Within the data below, copy each line where the string "really" is found.

## MATERIALS PROVIDED
○ ○ ○

PR #4023, opened 2016-06-23
Restructured the Container class towards UC

bernd-mesos:
Restructured the Container class in anticipation of Universal Containerizer support.

In the course of this, changed all occurences of "{Protos => Mesos}"
to "{Protos => mesos}" for uniformity across the project.

(rebased to mesosphere/marathon - does not compile yet - Scala compiler crashes)

### DIFF
--- a/src/main/scala/mesosphere/marathon/api/RestResource.scala
+++ b/src/main/scala/mesosphere/marathon/api/RestResource.scala
@@ -4,13 +4,12 @@ import java.net.URI
 import javax.ws.rs.core.Response
 import javax.ws.rs.core.Response.{ ResponseBuilder, Status }
 
-import mesosphere.marathon.MarathonConf
+import mesosphere.marathon.{ MarathonConf, ValidationFailedException }
 import mesosphere.marathon.api.v2.json.Formats._
 import mesosphere.marathon.state.{ PathId, Timestamp }
 import mesosphere.marathon.upgrade.DeploymentPlan
 import play.api.libs.json.Json.JsValueWrapper
-import play.api.libs.json.{ Writes, Json }
-
+import play.api.libs.json.{ Json, Writes }
 import com.wix.accord._
 import mesosphere.marathon.api.v2.Validation._
 
@@ -55,22 +54,32 @@ trait RestResource {
   //scalastyle:off
   /**
     * Checks if the implicit validator yields a valid result.
-    * @param t object to validate
+    *
+    * @param ft          function that returns the object to validate
     * @param description optional description which might be injected into the failure message
-    * @param fn function to execute after successful validation
-    * @param validator validator to use
+    * @param fn          function to execute after successful validation
+    * @param validator   validator to use
     * @tparam T type of object
     * @return returns a 422 response if there is a failure due to validation. Executes fn function if successful.
     */
-  protected def withValid[T](t: T, description: Option[String] = None)(fn: T => Response)(implicit validator: Validator[T]): Response = {
+  protected def withValid[T](ft: => T, description: Option[String] = None)(fn: T => Response)(implicit validator: Validator[T]): Response = {
     //scalastyle:on
-    validator(t) match {
-      case f: Failure =>
-        val entity = Json.toJson(description.map(f.withDescription).getOrElse(f)).toString
+    try {
+      val t: T = ft
+      validator(t) match {
+        case f: Failure =>
+          val entity = Json.toJson(description.map(f.withDescription).getOrElse(f)).toString
+          //scalastyle:off magic.number
+          Response.status(422).entity(entity).build()
+        //scalastyle:on
+        case Success => fn(t)
+      }
+    } catch {
+      case ValidationFailedException(validator, failure) =>
+        val entity = Json.toJson(description.map(failure.withDescription).getOrElse(failure)).toString
         //scalastyle:off magic.number
         Response.status(422).entity(entity).build()
       //scalastyle:on
-      case Success => fn(t)
     }
   }
 }
--- a/src/main/scala/mesosphere/marathon/api/serialization/ContainerSerializer.scala
+++ b/src/main/scala/mesosphere/marathon/api/serialization/ContainerSerializer.scala
@@ -2,7 +2,6 @@ package mesosphere.marathon.api.serialization
 
 import mesosphere.marathon.Protos
 import mesosphere.marathon.core.externalvolume.ExternalVolumes
-import mesosphere.marathon.state.Container.Docker
 import mesosphere.marathon.state.Container.Docker.PortMapping
 import mesosphere.marathon.state._
 import org.apache.mesos
@@ -13,27 +12,51 @@ import scala.collection.immutable.Seq
 object ContainerSerializer {
   def toProto(container: Container): Protos.ExtendedContainerInfo = {
     val builder = Protos.ExtendedContainerInfo.newBuilder
-      .setType(container.`type`)
       .addAllVolumes(container.volumes.map(VolumeSerializer.toProto).asJava)
-    container.docker.foreach { d => builder.setDocker(DockerSerializer.toProto(d)) }
+
+    container match {
+      case _: Container.Mesos =>
+        builder.setType(mesos.Protos.ContainerInfo.Type.MESOS)
+      case docker: Container.Docker =>
+        builder.setType(mesos.Protos.ContainerInfo.Type.DOCKER)
+        builder.setDocker(DockerSerializer.toProto(docker))
+    }
+
     builder.build
   }
 
   def fromProto(proto: Protos.ExtendedContainerInfo): Container = {
-    val maybeDocker = if (proto.hasDocker) Some(DockerSerializer.fromProto(proto.getDocker)) else None
-    Container(
-      `type` = proto.getType,
-      volumes = proto.getVolumesList.asScala.map(Volume(_)).to[Seq],
-      docker = maybeDocker
-    )
+    if (proto.hasDocker) {
+      val d = proto.getDocker
+      val pms = d.getPortMappingsList.asScala
+      Container.Docker(
+        volumes = proto.getVolumesList.asScala.map(Volume(_)).to[Seq],
+        image = d.getImage,
+        network = if (d.hasNetwork) Some(d.getNetwork) else None,
+        portMappings = if (pms.isEmpty) None else Some(pms.map(PortMappingSerializer.fromProto).to[Seq]),
+        privileged = d.getPrivileged,
+        parameters = d.getParametersList.asScala.map(Parameter(_)).to[Seq],
+        forcePullImage = if (d.hasForcePullImage) d.getForcePullImage else false
+      )
+    } else {
+      Container.Mesos(
+        volumes = proto.getVolumesList.asScala.map(Volume(_)).to[Seq]
+      )
+    }
   }
 
   def toMesos(container: Container): mesos.Protos.ContainerInfo = {
-    val builder = mesos.Protos.ContainerInfo.newBuilder.setType(container.`type`)
+    val builder = mesos.Protos.ContainerInfo.newBuilder
 
-    // first set container.docker because the external volume provider might depend on it
-    // to set further values.
-    container.docker.foreach { d => builder.setDocker(DockerSerializer.toMesos(d)) }
+    // First set type-specific values (for Docker) because the external volume provider
+    // might depend on it to set further values (builder is passed down as arg below).
+    container match {
+      case _: Container.Mesos =>
+        builder.setType(mesos.Protos.ContainerInfo.Type.MESOS)
+      case docker: Container.Docker =>
+        builder.setType(mesos.Protos.ContainerInfo.Type.DOCKER)
+        builder.setDocker(DockerSerializer.toMesos(docker))
+    }
 
     container.volumes.foreach {
       case pv: PersistentVolume => // PersistentVolumes are handled differently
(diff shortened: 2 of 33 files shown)


src/main/scala/mesosphere/marathon/state/Container.scala
```diff
@@ -3,20 +3,31 @@ package mesosphere.marathon.state
...
+
 import scala.collection.immutable.Seq
 
-// TODO: trait Container and specializations?
-// Current implementation with type defaulting to DOCKER and docker to NONE makes no sense
-case class Container(
-    `type`: Mesos.ContainerInfo.Type = Mesos.ContainerInfo.Type.DOCKER,
-    volumes: Seq[Volume] = Nil,
-    docker: Option[Container.Docker] = None) {
+case class Container(`type`: mesos.ContainerInfo.Type,
```
meichstedt: The original idea to refactor the Container model was more like this (simplified):
```
sealed trait Container {
  def volumes: Seq[Volume]
}

case class Docker(volumes: Seq[Volume]) extends Container
case class Mesos(volumes: Seq[Volume]) extends Container
case class Universal(volumes: Seq[Volume]) extends Container
```

This would let us get rid of things like _hasConsistentType_, lots of overloaded constructors, and having a mesos.Protos.ContainerInfo.Type as a member of the Container. Plus, it would make constructing a container based on a proto much easier, and type safe, as each specific case class implementing the Container trait would require a specific set of properties.

Did you consider this approach?

bernd-mesos: Yes, I tried this first. But with a tendency towards the least commotion in other files, I could not use this approach. I googled and tinkered a lot to get Formats working with this and failed. Play documentation is mute about this natural pattern. :-(

The type field is still needed for backwards compatibility. If it is not present, ContainerFormats won't work similar to the way they used to.

All that said: we could write a custom reader and writer to make it as you want. But it's more code and not the prevailing pattern in Formats. If you want this, I can go for it.

bernd-mesos: As just discussed verbally, I'll now go for a clean Container class and work around this with custom reader/writer as needed.

bernd-mesos:
Ready for review!

src/main/scala/mesosphere/marathon/state/Container.scala
```diff
@@ -3,75 +3,64 @@ package mesosphere.marathon.state
...
+  }
+
+  def foldDocker[R](defaultResult: R)(f: Container.Docker => R): R = {
+    this match {
+      case docker: Container.Docker => f(docker)
+      case _ => defaultResult
+    }
+  }
+
+  def mapDocker(f: Container.Docker => Container.Docker): Container = {
```
jdef: this appears to be unused. it's also confusing because map functions typically take a different form (`A => Option[B]`)

src/main/scala/mesosphere/marathon/state/Container.scala
```diff
@@ -3,75 +3,64 @@ package mesosphere.marathon.state
...
+    foldDocker(this)(f(_))
+  }
 
-  import Container._
+  def docker(): Option[Container.Docker] = foldDocker[Option[Container.Docker]](None)(Some(_))
 
-  def portMappings: Option[Seq[Docker.PortMapping]] = {
-    import Mesos.ContainerInfo.DockerInfo.Network
+  def dockerPortMappings: Option[Seq[Container.Docker.PortMapping]] = {
```
jdef: i'm not crazy about the `dockerPortMappings`, `dockerHostPorts`, and `dockerServicePorts` renames. going forward the network team is going to implement support for port mappings w/ mesos containers. so at this level of the API I'd rather keep the container-type-agnostic function names to expose port information.

bernd-mesos:
The follow-up PR which introduces UC support can be looked at here:
https://github.com/bernd-mesos/marathon-1/pull/1

src/main/scala/mesosphere/marathon/state/Container.scala
bernd-mesos: Oops, leftovers from the other solution. Removing the two unused functions (keeping `foldDocker` only. (BTW: this kind of folding of one select case, not just for Option, should be a general feature of the language. Any tips where I can find such a thing?)

src/main/scala/mesosphere/marathon/state/Container.scala
bernd-mesos: Aha. OK. But the function name portMappings conflicts with the field name after this refactoring. One of them has to give. Changing the field to `dockerPortMappings` now.

bernd-mesos: Hm. That breaks a lot of tests, respectively if I change the field name then runtime error messages will look different. This could be avoided by refactoring a lot of code to use the parent's function instead of the field. I suggest to leave this for another PR. There are other cleanups that can be bundled with that then. For now, renaming the parent's function to getPortMappings. No conflicts with anything this way.

src/main/scala/mesosphere/marathon/api/serialization/ContainerSerializer.scala
```diff
@@ -2,38 +2,61 @@ package mesosphere.marathon.api.serialization
...
   }
 
   def fromProto(proto: Protos.ExtendedContainerInfo): Container = {
-    val maybeDocker = if (proto.hasDocker) Some(DockerSerializer.fromProto(proto.getDocker)) else None
-    Container(
-      `type` = proto.getType,
-      volumes = proto.getVolumesList.asScala.map(Volume(_)).to[Seq],
-      docker = maybeDocker
-    )
+    if (proto.hasDocker) {
```
meichstedt: I understand that the docker value makes most sense to evaluate here as it is the only value serialized into the proto. Yet, we might as well deserialize a proto that this code did not serialize; the proto.getType is a required field and is not evaluated at all now. Since the proto has no meaninful validation, I think we should check the type here as well and throw an Exception if type and docker do not match.

src/main/scala/mesosphere/marathon/api/serialization/ContainerSerializer.scala
```diff
@@ -2,38 +2,61 @@ package mesosphere.marathon.api.serialization
 
 import mesosphere.marathon.Protos
 import mesosphere.marathon.core.externalvolume.ExternalVolumes
-import mesosphere.marathon.state.Container.Docker
 import mesosphere.marathon.state.Container.Docker.PortMapping
 import mesosphere.marathon.state._
-import org.apache.mesos
+import org.apache.mesos.{ Protos => Mesos }
```
meichstedt: I really would have liked all these import renames in a separate commit, as I am reluctant to merge those. Renaming an import is something scala allows us to, in order to avoid namespace conflicts, but we shouldn't do that if we don't really need to.

1. imo simply importing `org.apache.mesos` and using `mesos.Protos` is the obvious choice and clearer than renaming `mesos.Protos => Mesos`.
2. Splitting up the marshaller layers (`model <-> mesos.Protos` for communication to Mesos; `model <-> marathon.Protos` for persisting objects in Marathon) would have made import renames completely unneeded as each Protos object is unambiguous in its own scope.

I know reverting the renames or changing them is tedious as the IDE doesn't help you, but they're not needed to merge the required changes and I'd rather keep the change set small – unless the extra changes add value by separating concerns as described in 2).

src/main/scala/mesosphere/marathon/state/Container.scala
```diff
@@ -3,75 +3,53 @@ package mesosphere.marathon.state
...
+
+  def foldDocker[R](defaultResult: R)(f: Container.Docker => R): R = {
+    this match {
+      case docker: Container.Docker => f(docker)
+      case _ => defaultResult
+    }
+  }
 
-  import Container._
+  def docker(): Option[Container.Docker] = foldDocker[Option[Container.Docker]](None)(Some(_))
```
meichstedt: Do we really need this? Will the code where this is used not be more readable if we match against the type?

src/main/scala/mesosphere/mesos/TaskBuilder.scala
```diff
@@ -237,12 +237,12 @@ class TaskBuilder(
 
         val containerWithPortMappings = portMappings match {
           case None => c
-          case Some(newMappings) => c.copy(
-            docker = c.docker.map {
-              _.copy(portMappings = newMappings)
-            }
-          )
+          case Some(newMappings) =>
+            c.foldDocker(c)(_.copy(
```
meichstedt: Instead of mapping against the `container.docker(): Option[...]` above, it would be much more obvious to match against the container type here (then you don't need `foldDocker` btw), and provide a `def portMappings(docker: Container.Docker)` that computes the portMappings.

src/main/scala/mesosphere/marathon/state/Container.scala
```diff
@@ -3,75 +3,53 @@ package mesosphere.marathon.state
...
-// TODO: trait Container and specializations?
-// Current implementation with type defaulting to DOCKER and docker to NONE makes no sense
-case class Container(
-    `type`: Mesos.ContainerInfo.Type = Mesos.ContainerInfo.Type.DOCKER,
-    volumes: Seq[Volume] = Nil,
-    docker: Option[Container.Docker] = None) {
+trait Container {
+  val volumes: Seq[Volume]
+
+  def foldDocker[R](defaultResult: R)(f: Container.Docker => R): R = {
```
meichstedt: I don't think there's a use case important enough to need this (there are 2 usages and both are better off without this).

src/main/scala/mesosphere/marathon/state/Container.scala
```diff
@@ -108,54 +84,150 @@ object Container {
...
+  }
+
+  /**
+    * An intermediate structure that parallels the external JSON API for containers.
+    * This allows for validation of all JSON input combinations,
+    * before they have been reduced to a single outcome of type Container
+    * which would cover up too many possible error conditions.
+    * Furthrmore, we can provide trivial Formats implementation via apply/unapply.
+    */
+  case class Mask(
```
meichstedt: Did you try a solution similar to the example provided [here](http://stackoverflow.com/questions/17021847/noise-free-json-format-for-sealed-traits-with-play-2-2-library) and come up with a solution that doesn't require conversion? What's the exact problem you were facing?

src/test/scala/mesosphere/marathon/api/v2/AppsResourceTest.scala
```diff
@@ -373,11 +367,11 @@ class AppsResourceTest extends MarathonSpec with MarathonActorSupport with Match
     val expected = AppInfo(
       app.copy(
         versionInfo = AppDefinition.VersionInfo.OnlyVersion(clock.now()),
-        container = Some(app.container.get.copy(docker = Some(app.container.get.docker.get.copy(
+        container = Some(app.container.get.asInstanceOf[Container.Docker].copy(
```
meichstedt: No `asInstanceOf`, please. I know it's only a test and the test case is about docker, but there is a type safe solution 😬

src/test/scala/mesosphere/marathon/api/v2/json/AppDefinitionTest.scala
```diff
@@ -142,64 +140,75 @@ class AppDefinitionTest extends MarathonSpec with Matchers {
...
     shouldNotViolate(
       app,
-      "/container/docker/portMappings",
+      "/container/portMappings",
       "Port names must be unique."
     )
 
     app = correct.copy(
-      container = Some(app.container.get.copy(docker = Some(app.container.get.docker.get.copy(
+      container = Some(app.container.get.asInstanceOf[Docker].copy(
```
meichstedt: Again, not fond of casting this

meichstedt:
@bernd-mesos Thanks for cleaning up the Container model!

I added several comments and suggestions. Please address changes in (one or multiple) additional commits to make reviewing them easier.

src/main/scala/mesosphere/marathon/api/RestResource.scala
```diff
@@ -55,22 +54,32 @@ trait RestResource {
...
+      validator(t) match {
+        case f: Failure =>
+          val entity = Json.toJson(description.map(f.withDescription).getOrElse(f)).toString
+          //scalastyle:off magic.number
+          Response.status(422).entity(entity).build()
+        //scalastyle:on
+        case Success => fn(t)
+      }
+    } catch {
+      case ValidationFailedException(validator, failure) =>
```
bernd-mesos: The reason for the try/catch is that we now have 2 validation phases and the results of the first one land here by means of the ValidationFailedException. This has nothing to do with the description issue, with AFAIU is unchanged.

src/main/scala/mesosphere/marathon/api/serialization/ContainerSerializer.scala
bernd-mesos: OK, I will add the extra checks

src/main/scala/mesosphere/marathon/api/serialization/ContainerSerializer.scala
bernd-mesos: OK, I will spilt this into an extra PR and go with option 1.

src/main/scala/mesosphere/marathon/state/Container.scala
bernd-mesos: We don't need this, but without it you have a lot more code changes!

src/main/scala/mesosphere/marathon/state/Container.scala
bernd-mesos: Matter of taste. I will remove it.

src/main/scala/mesosphere/marathon/state/Container.scala
bernd-mesos: I don't understand how your example code relates to this. It's about Format, not Validator.

I basically copied the above code from existing code, except that we dispatch over the case class type now and not over the `type` field contents.

src/test/scala/mesosphere/marathon/api/v2/AppsResourceTest.scala
bernd-mesos: Alright, but then I need to write extra code to make the test fail. I think that asInstanceOf is great for testing!

src/main/scala/mesosphere/marathon/api/serialization/ContainerSerializer.scala
bernd-mesos: To carry this out, given the urgency of UC, I will eliminate all changes related to the imports and leave the pure UC-related changes. Then we can create an additional PR for the import cleanups later.

bernd-mesos:
Addressed Matthias' comments above. Thanks for the review, @meichstedt!

bernd-mesos:
Closing this request and opening a new one on branch (bernd-uc1).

○ ○ ○

## RESULT
meichstedt: I really would have liked all these import renames in a separate commit, as I am reluctant to merge those. Renaming an import is something scala allows us to, in order to avoid namespace conflicts, but we shouldn't do that if we don't really need to.
meichstedt: Do we really need this? Will the code where this is used not be more readable if we match against the type?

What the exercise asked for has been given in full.